╭──

Issue #2391, opened 2026-06-14
kubescape image scan panics with index out of range on registry images without an organization path


Varadraj75:
# Description

`getAttributesFromImage` in `core/core/image_scan.go` normalizes the image name via `cautils.NormalizeImageName` and then does:

```go
tokens := strings.Split(canonicalImageName, "/")
registry := tokens[0]
organization := tokens[1]
imageNameAndTag := strings.Split(tokens[2], ":")
```

This assumes the canonical name always has exactly 3 path components (`registry/org/image:tag`). That assumption is false. The `distribution/reference` library only injects the `library/` namespace for bare Docker Hub names. Any image from a custom or self-hosted registry without an explicit namespace normalizes to 2 components, so `tokens[2]` is out of range and the program panics.

Additionally, `getUniqueVulnerabilitiesAndSeverities` ignores the error returned from `getAttributesFromImage`. It logs the error via `StopError`, which does not exit the process, and then continues with zero-value attributes. Wildcard or permissive exception targets then match the empty attribute set, silently suppressing real CVEs from the scan.

# Environment

OS: `macOS Darwin (arm64)`
Version: `master (820fa314)`

# Steps To Reproduce

1. Run:

```bash
kubescape image scan registry.example.com/myapp:1.0 --exceptions exc.json
```

where `exc.json` is any valid exceptions file (or even `{}`).

2. The CLI panics before any registry or network access happens.

Verified normalization output:
registry.example.com/myapp:1.0  -> registry.example.com/myapp:1.0  (2 tokens)
localhost:5000/myimage          -> localhost:5000/myimage          (2 tokens)
quay.io/kubescape/cli:v3        -> quay.io/kubescape/cli:v3        (3 tokens)
ghcr.io/org/team/app:v1         -> ghcr.io/org/team/app:v1         (4 tokens)

# Expected behavior

`kubescape image scan` should parse any valid image reference (with or without a registry namespace, with ports, with multi-segment paths, or with digests) without crashing, and should not apply exception filters when the image reference cannot be parsed.

# Actual Behavior

panic: runtime error: index out of range [2] with length 2
The CLI crashes with an unrecoverable panic for any image referenced without an explicit namespace segment. The `--exceptions` feature is effectively unusable for such images.

[...]

PR #2686, opened 2026-08-02
fix(core): parse digest-pinned image references correctly for exceptions

adity1raut:
## Summary
- `getAttributesFromImage()` split the `"name[:tag]"` segment of a normalized image reference on `":"` without accounting for digest-pinned references, whose digest itself contains a colon (`"sha256:<hex>"`).
- For an image like `myregistry.io/myimage@sha256:abcdef...`, this left `"@sha256"` stuck onto `ImageName` and the raw hash treated as `ImageTag`, instead of `ImageName="myimage"`.
- **Corrected impact statement:** `isTargetImage`'s matching (`regexStringMatch`) uses `re.MatchString`, which is *unanchored* - so an unanchored exception-policy pattern like `imageName: "myimage"` already matched the old broken value `"myimage@sha256"` just fine, both before and after this fix. What this bug actually broke was **anchored** patterns (e.g. `imageName: "^myimage$"`), which did not match the old value, plus general parse hygiene. The earlier version of this description overstated the impact as "exceptions would silently not apply" for the common case - that is not accurate; it only affected policies using anchored regex patterns.

## Fix
- Split off any `"@<digest>"` suffix before looking for a tag separator, and only fall back to the digest as `ImageTag` when there is no explicit tag (an explicit tag wins, since for *exception-policy matching* the tag the user wrote is what they meant to target - not because it mirrors how Docker itself resolves `name:tag@digest`, which actually resolves by the digest).
- Documented explicitly (in the code) that a digest-pinned image with no explicit tag yields `ImageTag` equal to the digest, so an exception policy that targets a specific `imageTag` (not `""`) still cannot match a purely digest-pinned scan - that gap is unchanged by this PR and is now a stated, tested limitation rather than an implicit one.

## Test plan
- [x] `go test ./core/core/...` (full package, all existing tests pass)
- [x] `TestGetAttributesFromImage`: added a pure digest-pinned reference, a reference with both an explicit tag and a digest, and a Docker Hub short-form digest-only reference (`alpine@sha256:...`)
- [x] `TestIsTargetImage_DigestPinnedImage` (new): calls `getAttributesFromImage` on a real digest-pinned reference and checks `isTargetImage` against an unanchored pattern (matches both before/after - not a regression), an anchored pattern (the case this fix actually changes), and a tag-targeting policy (documents the still-open `ImageTag`-fallback gap). Mutation-verified: reverting the parser to the old colon-split logic makes only the anchored-pattern case fail.

## Summary by CodeRabbit

* **Bug Fixes**
  * Improved handling of container image references pinned by digest.
  * Correctly preserves digest information when no tag is provided.
  * Ensures an explicit tag takes precedence when both a tag and digest are present.
  * Improved parsing of registry, organization, image name, and tag details.
  * Improved matching for digest-pinned images, including Docker Hub short-form references and anchored or unanchored image names.

### DIFF
--- a/core/core/image_scan.go
+++ b/core/core/image_scan.go
@@ -91,19 +91,30 @@ func getAttributesFromImage(imgName string) (Attributes, error) {
 	// reference. Split off any "@digest" suffix first: the digest itself
 	// contains a colon ("sha256:..."), so splitting nameAndTag on ":"
 	// without accounting for that left "@sha256" stuck onto imageName and
-	// the raw hash treated as the tag, which silently broke exception-policy
-	// matching (isTargetImage below) for digest-pinned images.
+	// the raw hash treated as the tag. Because regexStringMatch (below) is
+	// an unanchored match, unanchored policy patterns (the common case,
+	// e.g. "myimage") still matched the old broken ImageName; anchored
+	// patterns (e.g. "^myimage$") did not, and this fixes those.
 	beforeDigest := nameAndTag
 	imageTag := "latest"
 	if at := strings.Index(nameAndTag, "@"); at != -1 {
 		beforeDigest = nameAndTag[:at]
-		imageTag = nameAndTag[at+1:] // digest, used as a fallback "tag" below
+		// No explicit tag on a digest-pinned reference: fall back to the
+		// digest as ImageTag (deliberate choice, not Docker/OCI reference
+		// semantics - Docker resolves a "name:tag@digest" reference by the
+		// digest, ignoring the tag, but for *exception-policy matching* the
+		// tag the user wrote is what they meant to target). This means an
+		// exception policy that targets a specific ImageTag (e.g. "v3.*")
+		// cannot match a purely digest-pinned scan, since ImageTag will be
+		// the digest instead; only Registry/Organization/ImageName targets
+		// (and an ImageTag target of "" - "any tag") can match it.
+		imageTag = nameAndTag[at+1:]
 	}
 
 	imageName := beforeDigest
 	if colon := strings.LastIndex(beforeDigest, ":"); colon != -1 {
 		imageName = beforeDigest[:colon]
-		imageTag = beforeDigest[colon+1:] // an explicit tag wins over the digest
+		imageTag = beforeDigest[colon+1:] // an explicit tag wins over the digest fallback above
 	}
 
 	attributes := Attributes{
--- a/core/core/image_scan.go
+++ b/core/core/image_scan.go
@@ -86,13 +86,24 @@ func getAttributesFromImage(imgName string) (Attributes, error) {
 		organization = strings.Join(tokens[1:len(tokens)-1], "/")
 	}
 
-	imageNameAndTag := strings.Split(nameAndTag, ":")
-	imageName := imageNameAndTag[0]
-
-	// Intialize the image tag with default value
+	// nameAndTag may be "name", "name:tag", "name@algo:digest" (e.g.
+	// "name@sha256:abc123..."), or "name:tag@algo:digest" - a digest-pinned
+	// reference. Split off any "@digest" suffix first: the digest itself
+	// contains a colon ("sha256:..."), so splitting nameAndTag on ":"
+	// without accounting for that left "@sha256" stuck onto imageName and
+	// the raw hash treated as the tag, which silently broke exception-policy
+	// matching (isTargetImage below) for digest-pinned images.
+	beforeDigest := nameAndTag
 	imageTag := "latest"
-	if len(imageNameAndTag) > 1 {
-		imageTag = imageNameAndTag[1]
+	if at := strings.Index(nameAndTag, "@"); at != -1 {
+		beforeDigest = nameAndTag[:at]
+		imageTag = nameAndTag[at+1:] // digest, used as a fallback "tag" below
+	}
+
+	imageName := beforeDigest
+	if colon := strings.LastIndex(beforeDigest, ":"); colon != -1 {
+		imageName = beforeDigest[:colon]
+		imageTag = beforeDigest[colon+1:] // an explicit tag wins over the digest
 	}
 
 	attributes := Attributes{
--- a/core/core/image_scan_test.go
+++ b/core/core/image_scan_test.go
@@ -192,6 +192,18 @@ func TestGetAttributesFromImage(t *testing.T) {
 			},
 			expectedErr: nil,
 		},
+		{
+			// Docker Hub short form, digest only: exercises the "library"
+			// organization default landing alongside a digest fallback tag.
+			imageName: "alpine@sha256:9f86d081884c7d659a2feaa0c55ad015a3bf4f1b2b0b822cd15d6c15b0f00a08",
+			expectedAttributes: Attributes{
+				Registry:     "docker.io",
+				Organization: "library",
+				ImageName:    "alpine",
+				ImageTag:     "sha256:9f86d081884c7d659a2feaa0c55ad015a3bf4f1b2b0b822cd15d6c15b0f00a08",
+			},
+			expectedErr: nil,
+		},
 	}
 
 	for _, tt := range tests {
@@ -338,6 +350,76 @@ func TestIsTargetImage(t *testing.T) {
 	for _, tt := range tests {
 		t.Run(tt.attributes.Registry+"/"+tt.attributes.ImageName, func(t *testing.T) {
 			assert.Equal(t, tt.expected, isTargetImage(tt.targets, tt.attributes))
+		})
+	}
+}
+
+// TestIsTargetImage_DigestPinnedImage exercises isTargetImage against
+// attributes computed by getAttributesFromImage from a real digest-pinned
+// image reference, rather than hand-built Attributes - a hand-built
+// Attributes{ImageName: "kubescape-cli"} would already encode the post-fix
+// parsing result and pass regardless of whether getAttributesFromImage is
+// actually fixed, defeating the point of a regression test.
+func TestIsTargetImage_DigestPinnedImage(t *testing.T) {
+	const digestPinnedImage = "quay.io/kubescape/kubescape-cli@sha256:9f86d081884c7d659a2feaa0c55ad015a3bf4f1b2b0b822cd15d6c15b0f00a08"
+
+	attributes, err := getAttributesFromImage(digestPinnedImage)
+	assert.NoError(t, err)
+
+	tests := []struct {
+		name     string
+		target   Attributes
+		expected bool
+	}{
+		{
+			// regexStringMatch is unanchored, so an unanchored pattern
+			// matched even against the pre-fix parser (whose ImageName was
+			// "kubescape-cli@sha256") - this case is not a regression,
+			// unanchored patterns worked both before and after the fix.
+			name: "unanchored imageName target matches (not a regression)",
+			target: Attributes{
+				Registry:     "quay.io",
+				Organization: "kubescape",
+				ImageName:    "kubescape-cli",
+			},
+			expected: true,
+		},
+		{
+			// This is the case the parsing fix actually changes: pre-fix,
+			// ImageName was "kubescape-cli@sha256" and "^kubescape-cli$"
+			// would not match it; post-fix, ImageName is the clean
+			// "kubescape-cli" and the anchored pattern matches.
+			name: "anchored imageName target matches (the actual fix)",
+			target: Attributes{
+				Registry:     "quay.io",
+				Organization: "kubescape",
+				ImageName:    "^kubescape-cli$",
+			},
+			expected: true,
+		},
+		{
+			// Pins the documented ImageTag-fallback limitation: a policy
+			// that targets a specific tag (not "") cannot match a purely
+			// digest-pinned image, because ImageTag holds the digest rather
+			// than a tag the policy author could have written. This is a
+			// known, documented gap (see the ImageTag-fallback comment in
+			// getAttributesFromImage), not something this test expects to
+			// start passing.
+			name: "tag-targeting policy does not match (documented gap)",
+			target: Attributes{
+				Registry:     "quay.io",
+				Organization: "kubescape",
+				ImageName:    "kubescape-cli",
+				ImageTag:     "v3.*",
+			},
+			expected: false,
+		},
+	}
+
+	for _, tt := range tests {
+		t.Run(tt.name, func(t *testing.T) {
+			targets := []Target{{Attributes: tt.target}}
+			assert.Equal(t, tt.expected, isTargetImage(targets, attributes))
 		})
 	}
 }
--- a/core/core/image_scan_test.go
+++ b/core/core/image_scan_test.go
@@ -164,6 +164,34 @@ func TestGetAttributesFromImage(t *testing.T) {
 			},
 			expectedErr: nil,
 		},
+		{
+			// Regression: a digest-pinned reference's digest ("sha256:...")
+			// contains a colon. Splitting the name:tag segment on ":" without
+			// accounting for the digest used to leave "@sha256" stuck onto
+			// ImageName and the raw hash treated as ImageTag, which silently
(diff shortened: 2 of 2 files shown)


dakshhhhh16 (approved):
lgtm

core/core/image_scan.go
```diff
@@ -86,13 +86,24 @@ func getAttributesFromImage(imgName string) (Attributes, error) {
...
-	imageName := imageNameAndTag[0]
-
-	// Intialize the image tag with default value
+	// nameAndTag may be "name", "name:tag", "name@algo:digest" (e.g.
+	// "name@sha256:abc123..."), or "name:tag@algo:digest" - a digest-pinned
+	// reference. Split off any "@digest" suffix first: the digest itself
+	// contains a colon ("sha256:..."), so splitting nameAndTag on ":"
+	// without accounting for that left "@sha256" stuck onto imageName and
+	// the raw hash treated as the tag, which silently broke exception-policy
+	// matching (isTargetImage below) for digest-pinned images.
```
matthyx: **Blocker: this claim is not accurate, and it's repeated in the PR description and the commit message (which becomes permanent history).**

"silently broke exception-policy matching (isTargetImage below) for digest-pinned images" — `regexStringMatch` (L120-131) uses `re.MatchString`, which is unanchored. The target attribute is the *pattern* and the parsed value is the *subject*, so pattern `myimage` matches subject `myimage@sha256` just fine. I ran the old parser and the new one through `isTargetImage` side by side to confirm: a policy of `{registry: quay.io, organization: kubescape, imageName: kubescape-cli}` matched a digest-pinned scan **before** this change.

What this change actually fixes is anchored patterns (`^myimage$`, `myimage$`) and general parse hygiene. That's worth fixing — please just say that instead. Suggested rewrite of the last two lines:

```go
// without accounting for that left "@sha256" stuck onto imageName and
// the raw hash treated as the tag. Because regexStringMatch is an
// unanchored match, unanchored policy patterns still matched, but
// anchored ones (e.g. "^myimage$") did not.
```

and please amend the commit message + PR description the same way — the "scan would report vulnerabilities the user had explicitly excepted" framing overstates the severity of what's being fixed.

core/core/image_scan.go
```diff
@@ -86,13 +86,24 @@ func getAttributesFromImage(imgName string) (Attributes, error) {
...
+	beforeDigest := nameAndTag
 	imageTag := "latest"
-	if len(imageNameAndTag) > 1 {
-		imageTag = imageNameAndTag[1]
+	if at := strings.Index(nameAndTag, "@"); at != -1 {
+		beforeDigest = nameAndTag[:at]
+		imageTag = nameAndTag[at+1:] // digest, used as a fallback "tag" below
+	}
```
matthyx, line 112: **Blocker: this is a new, user-visible value in a field named `imageTag`, and it leaves the real matching gap unfixed while looking like it fixed it.**

After this change a digest-pinned scan yields `ImageTag: "sha256:9f86d0…"`. `Attributes` is the exception-policy schema (`json:"imageTag,omitempty"`), so this is user-facing: any policy that specifies an `imageTag` — `"v3.*"`, `"latest"`, anything — still fails to match a digest-pinned image, both before and after this PR. That is the case that genuinely reproduces "my exception didn't apply", and it's the one still open.

Please make the decision explicit rather than incidental. Options as I see them:
1. Keep the digest as the fallback (current behaviour), state it in the doc comment as intended semantics, and note the limitation that tag-targeting policies cannot match digest-pinned images.
2. Add a distinct `ImageDigest` field to `Attributes` and match on it separately, leaving `ImageTag` as `latest`/absent — cleaner, but a schema addition.

Either is fine by me; option 1 with an honest comment is the smaller change. What I don't want to merge is an undocumented digest silently occupying a field called `imageTag`.

core/core/image_scan.go
```diff
@@ -86,13 +86,24 @@ func getAttributesFromImage(imgName string) (Attributes, error) {
...
+
+	imageName := beforeDigest
+	if colon := strings.LastIndex(beforeDigest, ":"); colon != -1 {
+		imageName = beforeDigest[:colon]
+		imageTag = beforeDigest[colon+1:] // an explicit tag wins over the digest
 	}
```
matthyx, line 118: Nit on the rationale, not the behaviour: "an explicit tag wins over the digest" is a reasonable choice here, but the PR description justifies it as "matching how Docker references combine the two" — that's backwards. For `name:tag@sha256:…` Docker/containerd resolve by the **digest**; the tag is advisory and is not what gets pulled.

Preferring the tag for *policy matching* is defensible (it's what the user wrote in their manifest), so keep the behaviour — just drop the Docker-conformance justification and say it's a deliberate choice for exception matching.

matthyx, line 118: Non-blocking, but worth considering while you're in here: `github.com/distribution/reference` is already imported in this file (used at L224), and `cmd/patch/patch.go` L146-152 already does exactly this:

```go
named, err := reference.ParseNormalizedNamed(imgName)
if err != nil {
	return Attributes{}, err
}

imageTag := "latest"
if digested, ok := named.(reference.Digested); ok {
	imageTag = digested.Digest().String()
}
if tagged, ok := named.(reference.Tagged); ok {
	imageTag = tagged.Tag()
}

registry := reference.Domain(named)
path := reference.Path(named)
organization, imageName := "", path
if i := strings.LastIndex(path, "/"); i != -1 {
	organization, imageName = path[:i], path[i+1:]
}
```

Same line count, no string surgery, and it also retires the hand-rolled `tokens[0]` / join-the-middle registry-vs-organization heuristic above (which is where #2391 came from). It removes this whole class of bug rather than the one instance. Your call whether to fold it into this PR or leave it for a follow-up.

core/core/image_scan_test.go
```diff
@@ -164,6 +164,34 @@ func TestGetAttributesFromImage(t *testing.T) {
...
+			// both suffixes.
+			imageName: "myregistry.io/myimage:v1@sha256:9f86d081884c7d659a2feaa0c55ad015a3bf4f1b2b0b822cd15d6c15b0f00a08",
+			expectedAttributes: Attributes{
+				Registry:     "myregistry.io",
+				Organization: "",
+				ImageName:    "myimage",
+				ImageTag:     "v1",
+			},
+			expectedErr: nil,
+		},
```
matthyx, line 194: **Blocker: the tests only cover the parser, not the layer this PR claims to fix.**

Both new cases assert on `getAttributesFromImage`'s output. The stated bug is about `isTargetImage` / exception policies — and there is no test at that level. That gap is exactly why the overstated impact in the description went unnoticed: a single `isTargetImage` case with a digest-pinned image and a plain `imageName` target would have shown it passing against the *old* code too.

Please add to `TestIsTargetImage` (or a `getUniqueVulnerabilitiesAndSeverities` case), covering a digest-pinned image against:
- a plain `imageName` target (documents that this matched before and still matches — no regression),
- an anchored `imageName` target such as `^myimage$` (this is the case the PR actually fixes),
- whatever you decide in the `ImageTag`-fallback thread above, so the digest-vs-tag semantics are pinned by a test rather than by a comment.

Also please add `alpine@sha256:…` (Docker Hub short form, digest only) to `TestGetAttributesFromImage` — it exercises the `library` organization default alongside a digest, which neither new case does. I checked it locally and it parses correctly today; it's just not locked in.

matthyx (changes requested):
Thanks for the patch — the parsing change itself is correct, and I verified it locally against the cases you didn't cover too (`alpine@sha256:...` → `library`/`alpine`, `localhost:5000/x@sha256:...`, `docker.io/library/nginx:1.25@sha256:...`). `go test ./core/core/...` is green and CI is green.

What's blocking is not the code, it's the **justification and the scope**. I reproduced the pre-PR behaviour side by side with the new one, and the user-facing failure this PR says it fixes does not actually happen for the policy shape you describe:

```
image: quay.io/kubescape/kubescape-cli@sha256:9f86d0…
OLD:  ImageName="kubescape-cli@sha256"  ImageTag="9f86d0…"
NEW:  ImageName="kubescape-cli"         ImageTag="sha256:9f86d0…"

policy target                                   old     new
{imageName: "kubescape-cli"}                    match   match
{imageName: "kubescape*"}  (docs/testdata style) match   match
{imageName: "^kubescape-cli$"}                  MISS    match
{imageName: "kubescape-cli", imageTag: "v3.*"}  MISS    MISS
```

`regexStringMatch` calls `re.MatchString`, which is **unanchored** — it's a substring match. So the pattern `myimage` already matched the old broken value `myimage@sha256`, and the exception did apply. The only matching outcome this PR actually changes is for anchored patterns. Meanwhile the row that genuinely reproduces "exceptions silently do not apply" — a policy that specifies an `imageTag` — still misses after this PR, because `ImageTag` becomes the digest.

So: keep the fix (it's real parsing hygiene and it does fix anchored patterns), but please correct the claim, decide explicitly what a digest should mean for tag matching, and add a test at the layer you say is broken. Details inline.

One non-blocking suggestion also inline: `distribution/reference` is already imported in this very file and already used this way in `cmd/patch/patch.go` — it would replace the hand-rolled splitting entirely.

adity1raut:
Pushed 0b2c7acf and corrected the PR title/description (verified it persisted this time via the REST API, after learning the hard way on #2674 that \`gh pr edit\` can fail silently).

**Blocker 1 (overstated impact).** Corrected the doc comment, this commit message, and the PR description: \`regexStringMatch\` is unanchored, so unanchored patterns (\`imageName: "myimage"\`) already matched the old broken value - this fix is real for anchored patterns (\`^myimage$\`) and parse hygiene, not for the common unanchored case.

**Blocker 2 (undocumented ImageTag=digest).** Went with your option 1: kept the digest-as-fallback behavior but documented it explicitly - a policy targeting a specific \`imageTag\` still can't match a purely digest-pinned scan, and that's now a stated, tested limitation rather than silent.

**Nit (Docker-conformance framing).** Dropped it - the tag-wins choice is now justified as "what the policy author would have written," not "how Docker resolves it" (which is backwards; Docker resolves by digest).

**Blocker (test coverage gap).** Added \`TestIsTargetImage_DigestPinnedImage\`, which calls \`getAttributesFromImage\` on a real digest-pinned reference (not a hand-built \`Attributes{ImageName: "kubescape-cli"}\`, which would already encode the post-fix result) and checks \`isTargetImage\` against an unanchored target, an anchored target, and a tag-targeting policy. Mutation-verified locally: reverting the parser to the old colon-split logic makes only the anchored-pattern case fail - confirming it's the real regression guard, and that the other two correctly document "not a regression" / "known gap" rather than asserting something untrue. Also added the \`alpine@sha256:...\` case to \`TestGetAttributesFromImage\`.

**Non-blocking (distribution/reference rewrite).** Left as a follow-up rather than folding into this PR - it's a larger refactor of the registry/organization split too (the source of #2391), separate from the digest-colon bug this PR targets.

\`go build\`, \`go vet\`, \`go test ./core/core/...\` all pass.

core/core/image_scan.go
adity1raut: Fixed in 0b2c7acf — reworded the comment per your suggestion, and corrected the commit message + PR description the same way (this time verified the description edit actually persisted, via the REST API rather than gh pr edit).

core/core/image_scan.go
adity1raut: Went with option 1 as you suggested — kept the digest fallback but made it an explicit documented decision, including the tag-targeting-policy limitation. Fixed in 0b2c7acf, and pinned by the new tag-targeting-policy case in TestIsTargetImage_DigestPinnedImage.

core/core/image_scan.go
adity1raut: Good catch, that was backwards. Dropped the Docker-conformance framing — the tag-wins choice is now justified as "what the policy author would have written" for exception matching, not how Docker itself resolves the reference. Fixed in 0b2c7acf.

adity1raut: Leaving this as a follow-up rather than folding it into this PR — it'd also mean reworking the registry/organization split (the #2391 source), which is a separate concern from the digest-colon bug here. Appreciate the pointer to the existing cmd/patch/patch.go pattern though, that's a good reference for whoever picks it up.

core/core/image_scan_test.go
adity1raut: Added TestIsTargetImage_DigestPinnedImage in 0b2c7acf, covering exactly the three cases you listed: plain imageName target, anchored imageName target, and the ImageTag-fallback semantics (as a documented-gap case per the option-1 decision above). It calls getAttributesFromImage on a real digest-pinned reference rather than hand-building Attributes, and I mutation-verified it locally — reverting the parser to the old colon-split logic makes only the anchored-pattern case fail. Also added alpine@sha256:... to TestGetAttributesFromImage.

core/core/image_scan_test.go
```diff
@@ -164,6 +164,46 @@ func TestGetAttributesFromImage(t *testing.T) {
 			},
 			expectedErr: nil,
 		},
+		{
+			// Regression: a digest-pinned reference's digest ("sha256:...")
+			// contains a colon. Splitting the name:tag segment on ":" without
+			// accounting for the digest used to leave "@sha256" stuck onto
+			// ImageName and the raw hash treated as ImageTag, which silently
+			// broke isTargetImage's exception-policy matching for these images.
```
matthyx, line 172: Cosmetic leftover: this comment still carries the pre-correction claim — "which silently broke `isTargetImage`'s exception-policy matching for these images". That's the exact wording we corrected in `image_scan.go`, the commit message, and the PR description; this copy in the test file was missed, and it's the one that will outlive the PR in the source tree.

Suggest matching the corrected version:

```go
// Regression: a digest-pinned reference's digest ("sha256:...")
// contains a colon. Splitting the name:tag segment on ":" without
// accounting for the digest used to leave "@sha256" stuck onto
// ImageName and the raw hash treated as ImageTag. Because
// regexStringMatch is unanchored this still matched unanchored
// policy patterns; anchored ones ("^myimage$") it did not — see
// TestIsTargetImage_DigestPinnedImage.
```

While you're at it, one small imprecision in the new `getAttributesFromImage` doc comment: it says only `Registry`/`Organization`/`ImageName` targets "and an `ImageTag` target of `""` — 'any tag'" can match a digest-pinned scan. `""` isn't the only one — these are regex patterns matched unanchored, so `".*"` matches too (as would anything that substring-matches the digest). "an `ImageTag` target that matches anything, e.g. `""` or `".*"`" would be exact.

Also, purely FYI since it's already committed: the commit message links `#pullrequestreview-4841350496`, which doesn't resolve — the review it's addressing is `4841155924`. Not worth a rewrite on its own.

matthyx (approved):
All three blockers addressed properly in 0b2c7ac — thanks for the thorough turnaround. Re-verified locally on the new head:

- `go build ./core/core/...`, `go vet ./core/core/...`, `go test ./core/core/...` all green; CI green.
- **Blocker 1** — the doc comment, commit message, and PR description now all state the impact accurately (unanchored patterns matched before and after; anchored patterns are what this fixes). 
- **Blocker 2** — the digest-as-`ImageTag` fallback is now an explicit, documented decision with the limitation spelled out, and pinned by a test rather than left implicit. Option 1 was the right call here.
- **Blocker 3** — `TestIsTargetImage_DigestPinnedImage` is a real regression guard. I independently mutation-tested it rather than taking the claim on trust: reverting `getAttributesFromImage` to the base colon-split logic and re-running the new tests fails exactly the anchored case (`expected: true, actual: false`) plus the three parser cases, while the "not a regression" and "documented gap" cases pass against both old and new code — which is precisely what their comments claim. Deriving the attributes from `getAttributesFromImage` instead of hand-building `Attributes` was the right instinct; a hand-built one would indeed have proven nothing.

Agreed on leaving the `distribution/reference` refactor as a follow-up — it does drag in the registry/organization split (#2391) and doesn't belong in a digest-colon fix.

Approving. Two cosmetic leftovers below, neither worth another round on its own — fold them in if you push again for any other reason, otherwise I'm happy to merge as is.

╰──

* ACTIVITY
If a line in the records contains the word "when", copy it.

* RESPONSE BELOW
`kubescape image scan` should parse any valid image reference (with or without a registry namespace, with ports, with multi-segment paths, or with digests) without crashing, and should not apply exception filters when the image reference cannot be parsed.
- Split off any `"@<digest>"` suffix before looking for a tag separator, and only fall back to the digest as `ImageTag` when there is no explicit tag (an explicit tag wins, since for *exception-policy matching* the tag the user wrote is what they meant to target - not because it mirrors how Docker itself resolves `name:tag@digest`, which actually resolves by the digest).
  * Correctly preserves digest information when no tag is provided.
  * Ensures an explicit tag takes precedence when both a tag and digest are present.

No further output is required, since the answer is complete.